As noted above, the U,V, and J band data are in Fnu (flux densities). Thus, a color is computed via -2.5*log10(Lfilter1/Lfilter2)

#Define get colors 
#Here's the output you're looking for. 
z lmass lsfr l153 l155 l161 U-V V-J
44 0.68402 9.89 -1.28 3.76739 14.43560 46.5213 1.458486 1.270543
92 0.69426 9.76 -0.03 8.08497 21.07790 48.3969 1.040372 0.902476
178 0.94790 10.36 -1.90 1.94721 8.60585 49.2509 1.613452 1.894051
194 0.65070 10.12 0.33 13.25220 42.32950 112.5340 1.260888 1.061602
236 0.53257 10.35 -0.74 8.31773 42.76950 111.6020 1.777823 1.041345
... ... ... ... ... ... ... ... ...
49702 0.53180 9.97 0.36 41.66110 91.52100 200.9220 0.854475 0.853767
50000 0.83535 9.84 0.23 9.25872 21.86220 52.2972 0.932857 0.946961
50399 0.68057 10.46 -10.14 6.08630 38.30250 119.6430 1.997184 1.236650
50494 0.71150 9.59 -0.71 13.17360 25.57520 41.6413 0.720286 0.529263
50500 0.57982 9.79 -1.38 10.99390 29.39910 67.9242 1.067956 0.909226

669 rows × 8 columns

Problem 3.3

Now that we can easily grab U-V and V-J colors for subsamples, we’re ready to plot!

Next, set your xlim and ylim to (0,2) in V-J (x axis) and (0,2.8) in U-V (y axis).

Once you have the distribution plotted nicely, use the definitions of the bounding box provided in Whitaker et al. 2011 (Eqns 15, Fig 17 for example) to draw the box where quiescent galaxies sit.

Finally, let’s add the galaxies.
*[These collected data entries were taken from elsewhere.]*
PR #50, opened 2019-07-09
Adds InMemory adapter for testing purposes

naps62:
We're currently using this adapter in our own codebase, to avoid extra dependencies within unit tests

It's probably not ready yet, as I've mostly moved the adapter to this repo. I was having some troubles setting up a local test suite (for some reason I can't connect to my local redis instance), so I'm just opening this preemptively.

I'd like to first know if it's an addition worth considering before taking the time to fix the build, if needed :slightly_smiling_face:

### DIFF
--- a/lib/fun_with_flags/store/persistent/in_memory.ex
+++ b/lib/fun_with_flags/store/persistent/in_memory.ex
@@ -1,0 +1,163 @@
+defmodule FunWithFlags.Store.Persistent.InMemory do
+  alias FunWithFlags.{Config, Gate, Flag, Store.Persistent.Ecto.Record}
+
+  def worker_spec do
+    import Supervisor.Spec, only: [worker: 3]
+
+    worker(__MODULE__, [], restart: :permanent)
+  end
+
+  def child_spec(opts \\ []) do
+    %{
+      id: __MODULE__,
+      start: {__MODULE__, :start_link, [opts]}
+    }
+  end
+
+  def start_link(opts \\ []) do
+    GenServer.start_link(__MODULE__, opts, name: __MODULE__)
+  end
+
+  def init(_) do
+    {:ok, []}
+  end
+
+  def get(flag_name) do
+    GenServer.call(__MODULE__, {:get, flag_name})
+  end
+
+  def put(flag_name, gate) do
+    GenServer.call(__MODULE__, {:put, flag_name, gate})
+  end
+
+  def delete(flag_name, %Gate{} = gate) do
+    GenServer.call(__MODULE__, {:delete, flag_name, gate})
+  end
+
+  def delete(flag_name) do
+    GenServer.call(__MODULE__, {:delete, flag_name})
+  end
+
+  def all_flags do
+    GenServer.call(__MODULE__, :all_flags)
+  end
+
+  def all_flag_names do
+    GenServer.call(__MODULE__, :all_flag_names)
+  end
+
+  def handle_call({:get, flag_name}, _from, gates) do
+    {:reply, do_get(flag_name, gates), gates}
+  end
+
+  def handle_call({:put, flag_name, gate = %Gate{type: type}}, _from, gates) do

For this example, use a log mass of 9.5 with a delta M of 2 (so, galaxies from \(10^{7.5}\) \(M_{\odot}\) to \(10^{11.5}\) \(M_{\odot}\)), in the redshift range of 0.5 to 1.5. Can you identify the quiescent sequence?

Bonus (+2)

(+1) Now that you can easily plot up a UVJ diagram for a given mass/redshift bin, make a plot with 6 panels. Across the 3, plot the UVJ diagram in the redshift bins 0-0.5, 0.5-1.0, 1.0-2.0. In the top panel, include galaxies in the mass range 8-9.5, and in the bottom, 9.5-11.
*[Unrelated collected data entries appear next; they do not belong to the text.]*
PR #54, opened 2019-11-13
Improve error handling for redis store

chubarovNick:


tompave:
Hello!

Thank you for the PR!

Can you please provide some more info on why you needed these changes? An example of the cases where these errors would happen?

tompave:
I get `%Redix.ConnectionError{}`, but I'd be curious about the `%Redix.Error{}`. If the Redis adapter is sending invalid command to the Redis server, then that's something that should be fixed.

tompave:
Is it something like:

```
set fun_with_flags:foobar just_a_string
```

and then:

```elixir
FunWithFlags.enabled?(:foobar)
** (Protocol.UndefinedError) protocol String.Chars not implemented for %Redix.Error{message: "WRONGTYPE Operation against a key holding the wrong kind of value"} of type Redix.Error (a struct).
```

chubarovNick:
Hello. We face `%Redix.ConnectionError{}` in our project, and then I handle all possible error values from `Redix.command/2`. I think it's almost impossible to get this error with your library :)

tompave:
I see, fair enough.

Thank you for the improvement!

Issue #56, opened 2019-12-04
Spec definition and documentation mismatch


skylerparr:
Thank you for creating this library. I use it often. I recently added rules for groups and the dialyzer caught that I wasn't using atoms for groups. On further investigation it looks as though FunWithFlagsUI inserts the group rule into the database as a String and is passed to the `in?` function as a String (https://github.com/tompave/fun_with_flags/blob/master/lib/fun_with_flags/protocols/group.ex#L68). But, the specs specify that the group should be an `atom`. As far as I can tell it comes from the database unchanged: 
```
iex(99)> FunWithFlags.get_flag(:bar)
2019-12-04 14:11:39.911 [info] [application=ecto_sql module=Ecto.Adapters.SQL function=log/4 pid=<0.1619.0> ] QUERY OK source="fun_with_flags_toggles" db=0.7ms
SELECT DISTINCT f0.`flag_name` FROM `fun_with_flags_toggles` AS f0 []
%FunWithFlags.Flag{
  gates: [
    %FunWithFlags.Gate{enabled: false, for: nil, type: :boolean},
    %FunWithFlags.Gate{
      enabled: true,
      for: "inserted_at<2019-11-8",
      type: :group
    }
  ],
  name: :bar
}
```
The documentation also shows the usage as strings (https://github.com/tompave/fun_with_flags#group-gate). My guess is that the spec should be `atom() | String.t()` or `term()`.

tompave:
Hello!

Thank you for using the library and for opening the issue!

Group names used to be atoms, but a couple of years ago they were changed to binaries in `v0.10.0`: https://github.com/tompave/fun_with_flags/blob/master/CHANGELOG.md#v0100

You're right, the spec is wrong. I assume that this is the offending line: https://github.com/tompave/fun_with_flags/blob/v1.4.1/lib/fun_with_flags/protocols/group.ex#L68

It should indeed be `String.t() | atom()`. Also, the `@doc """` above the protocol method definition uses atoms, but it should be binaries.

Would you be happy to send a PR? 🙂

tompave:
Solved with the PR.

PR #57, opened 2019-12-05
Fixed spec on group protocol

skylerparr:
ref: https://github.com/tompave/fun_with_flags/issues/56

### DIFF
--- a/lib/fun_with_flags/protocols/group.ex
+++ b/lib/fun_with_flags/protocols/group.ex
@@ -65,7 +65,7 @@ defprotocol FunWithFlags.Group do
       iex> FunWithFlags.Group.in?(data, :superusers)
       false
   """
-  @spec in?(term, atom) :: boolean
+  @spec in?(term, atom | String.t) :: boolean
   def in?(item, group)
 end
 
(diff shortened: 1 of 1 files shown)


lib/fun_with_flags/protocols/group.ex
```diff
@@ -65,7 +65,7 @@ defprotocol FunWithFlags.Group do
       iex> FunWithFlags.Group.in?(data, :superusers)
       false
   """
-  @spec in?(term, atom) :: boolean
+  @spec in?(term, atom | String.t) :: boolean
```
tompave: Can we make this `String.t | atom` please? Mainly because this is really meant to be a binary, and atoms are supported for retro-compatibility.

Also, the documentation comment above this function still uses atoms (`:staff`, `:superusers`). It would be great if you could make them binaries too.

skylerparr: Sorry for the delay. Got it updated. What do you think?

tompave: Perfect, thanks!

(+1) Feeling extra fancy? Use the conditions on the UVJ quiescent box to color the quiescent galaxies red and the star forming galaxies blue in you plots.

Wrap Up

We’ve barely scratched the surface for what we can do with pandas, but we hope that if you’re planning to work with “large” amounts of data (say, 200 columns and 500,000 rows), then pandas is a great tool for working with them.